Brown flies by this minor issue and proceeds to discuss the whole mystery of a Homeric aristocrat’s attitude to wealth.  For example in the archery contest at Iliad 23.862 Meriones vows   he would sacrifice to Apollo “a glorious hecatomb of firstling lambs” if he wins the ten double bit axes.  I don’t know the value of ten axes back then, but 100 lambs would have a sizeable impact on a herd of sheep.  Plus really what would anyone do with 10 axes?  The answer to that is kleos; glory, unfailing glory.   Meriones will have a prize from the funeral of Patroclus.  He can show it off to noble visitors for years to come.
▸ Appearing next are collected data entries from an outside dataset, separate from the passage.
PR #144, opened 2026-09-14
feat(verl): Support Qwen3.6 model families. Add reward threshold.

Linbo-Liu:
## Summary

Adds a working Megatron + LoRA GRPO recipe for **Qwen3.6-27B** on the MigrationBench agent, plus the four fixes it needed. Qwen3.6-27B is `Qwen3_5ForConditionalGeneration`: a *dense* hybrid model (64 layers of 3× GDN `linear_attention` + 1× gated `full_attention`, standard MLP) that also carries a `vision_config`. Both of those properties break assumptions in recipes written for text-only MoE models, and three of the four fixes below trace directly to the vision-language architecture rather than to anything about the data — the task here is text-only.

## What was broken

| Symptom | Root cause |
|---|---|
| `Triton Error [CUDA]: misaligned address` from the GDN backward, on the first optimizer step | fla 0.5.1's `gated_delta_rule` backward faults when `H == HV`; this model expands q/k to 48 heads via `repeat_interleave`, so all 48 `linear_attention` layers hit it |
| `RuntimeError: The expanded size of the tensor (N) must match the existing size (M)` from `actor_rollout_compute_log_prob` at any `context_parallel_size > 1` | megatron-bridge's `qwen_vl` `preprocess_packed_seqs` slices chunk one of the zigzag-CP split by position in the *padded* sequence while reading a buffer of real tokens only, and clamps chunk two but not chunk one |
| `torch.OutOfMemoryError: Tried to allocate 199.25 GiB` in `update_actor` | the VL path densifies the batch to `[b, max_seqlen]` *before* the THD repacking, so memory scales with `b × max_seqlen` rather than total tokens, defeating remove-padding |
| Every session forked into two training rows, both credited with the same reward, one carrying an all-zero `loss_mask` | default `history_mode="tree"` forks on re-tokenization drift; `num_trace_records` read exactly 2.0 across all rollouts |

Two of these are especially expensive to discover because they surface *after* a full rollout is already paid for: the CP crash and the OOM both land in the training-side passes, so a single bad row or an unlucky micro-batch costs a ~45–90 minute batch.

## Changes

**`flash-linear-attention>=0.5.2`** (`pyproject.toml`, `uv.lock`) — fixes the GDN backward fault. Scope note: only the gated-delta-net path imports fla (`megatron/core/ssm/gated_delta_net.py`, `verl/models/transformers/qwen3_5.py`), so standard-attention models such as Qwen3-Coder-30B-A3B never execute these kernels and are unaffected either way.

**`patches/megatron-bridge-cp-chunk1-clamp.diff`** + an idempotent applier — clamps chunk one the way chunk two already is, which unblocks `context_parallel_size > 1`. Verified byte-identical on normal-length rows, so it is a no-op except on rows too short to split. The short rows are not avoidable from config: verl synthesizes `prompt_len=1 / response_len=1` samples itself in `trainer/ppo/padding_utils.py` for dp divisibility. Nor is any `cp > 1` layout safer than another, since the alignment depends on the `tp × cp` product alone. Shipped as a patch file rather than a hand edit because `uv sync` reinstalls the package and reverts it.

**`reward_thresholds` and `agent_reward`** (`agent_loop.py`) — `MigrationReward` is graded (0.0 build failed / 0.5 built but tests not preserved / 1.0 both), so its mean is not a pass rate: 0.67 is equally 67% full passes or 34% full passes plus 66% half credit. `reward_thresholds` is a `{name: threshold}` map that emits `reward_extra_info[name] = 1.0 if reward >= threshold`, recovering per-stage success rates without the agent reporting them (no container rebuild). `agent_reward` carries the agent's scalar as a plain per-row float, deliberately not keyed `reward` — verl fills that key itself from `rm_scores`, and writing the same key appends to its list rather than replacing it.


patches/megatron-bridge-cp-chunk1-clamp.diff
```diff
@@ -0,0 +1,27 @@
+--- .venv/lib/python3.12/site-packages/megatron/bridge/models/qwen_vl/modelling_qwen3_vl/utils.py.orig-preclamp	2026-09-10 06:54:42.000000000 +0000
```
luyuzhe111, line 1: thanks for figuring this out!

src/agentcore_rl_toolkit/backends/verl/agent_loop.py
```diff
@@ -321,6 +328,10 @@ def _reward_extra_info(self, result: dict[str, Any] | None, n_records: int, *, f
                         info[k] = float(v)
                     except (TypeError, ValueError):
                         continue
+
+        info["agent_reward"] = float(reward)
```
luyuzhe111, line 336: is there any consumer for this metric?

src/agentcore_rl_toolkit/backends/verl/agent_loop.py
```diff
@@ -157,6 +159,9 @@ def __init__(
         self._rei_defaults = {str(k): float(v) for k, v in (reward_extra_info_defaults or {}).items()}
         # verl already derives its `reward` validation metric from rm_scores.
         self._rei_defaults.pop("reward", None)
+        self._reward_thresholds = {str(k): float(v) for k, v in (reward_thresholds or {}).items()}
+        for name in self._reward_thresholds:
+            self._rei_defaults.setdefault(name, 0.0)
```
luyuzhe111: do we need this loop? Threshold metrics are computed and assigned on every output, so they do not need entries in `_rei_defaults`, which handles defaults for agent-provided metrics?

Instead, maybe consider reject overlapping names between `reward_thresholds` and `reward_extra_info_defaults` at initialization. This keeps the two metric sources separate and prevents a declared agent metric from being silently overwritten by the threshold calculation.

src/agentcore_rl_toolkit/backends/verl/examples/migration_agent/agentcore_agent.yaml
```diff
@@ -7,5 +7,11 @@
...
   max_tokens_per_turn: 8192
   max_rollout_time: 1800
-  # Preserve sampled tokens by forking rather than realigning across turn drift.
+
+  history_mode: linear
+  linear_on_nonlinear: reset
   fork_threshold_tokens: 0
+
+  reward_thresholds:
+    pass_at_1: 1.0
```
luyuzhe111: nit: consider renaming `pass_at_1` to `task_success`. This field represents a binary outcome for one rollout (`reward >= 1.0`); pass@1 is the aggregate statistic derived from those outcomes. `task_success` describes the stored value more directly and pairs naturally with `build_success`.

luyuzhe111 (changes requested):

lliquid (approved):

luyuzhe111 (approved):
LGTM. comments are mostly nits and not blocking.

src/agentcore_rl_toolkit/backends/verl/agent_loop.py
Linbo-Liu: This is for logging purpose. `agent_reward` is raw reward from ACR session. I found `rm_score` has been parsed by verl so sometimes it doesn't match the raw reward due to padding issue.

src/agentcore_rl_toolkit/backends/verl/agent_loop.py
Linbo-Liu: Thanks for the comment! Makes sense.

src/agentcore_rl_toolkit/backends/verl/agent_loop.py
luyuzhe111: ohh got it. thanks for the explanation!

And since he has ten, he can re-gift “it” to his guests for decades to come; “honour xeinoi and hetairoi, the better” 

For further discussion of archery contests see “Woman, the Greatest Prize”. 


 “As Glaucus exchanges his gold armour for the bronze armour of Diomede, the poet comments that Zeus must have taken away his wits when he swapped a suit worth a hundred oxen for one worth nine.”   Brown goes on to explain that the comment is made by a man who sings for his supper to a contemporary audience.  " The point of the episode is not that Glaucus was duped, but that because both parties behaved with exemplary chivalry, a happy conclusion was reached.”   


Brown quotes  Bourdieu saying that what distinguishes the aristocratic economy is, “ the labour devoted to form: the presentation, the manner of giving, must be such that the outward forms of the act present a practical denial of the content of the act, symbolically transmuting an interested exchange or a simple power relation into a relationship set up in due form for form's sake, i.e. inspired by pure respect for the customs and conventions recognised by the group”.  Further using this theory to explain Achilles initial rejection of Agamemnon’s gifts, because in their extravagance, Agamemnon clearly did not follow form and rather was attempting to buy Achilles. 


Brown explains all this and so much more better than I.  I highly recommend is essay to anyone with a wish for a deeper understanding of  the first best thing in the western world;  The Iliad.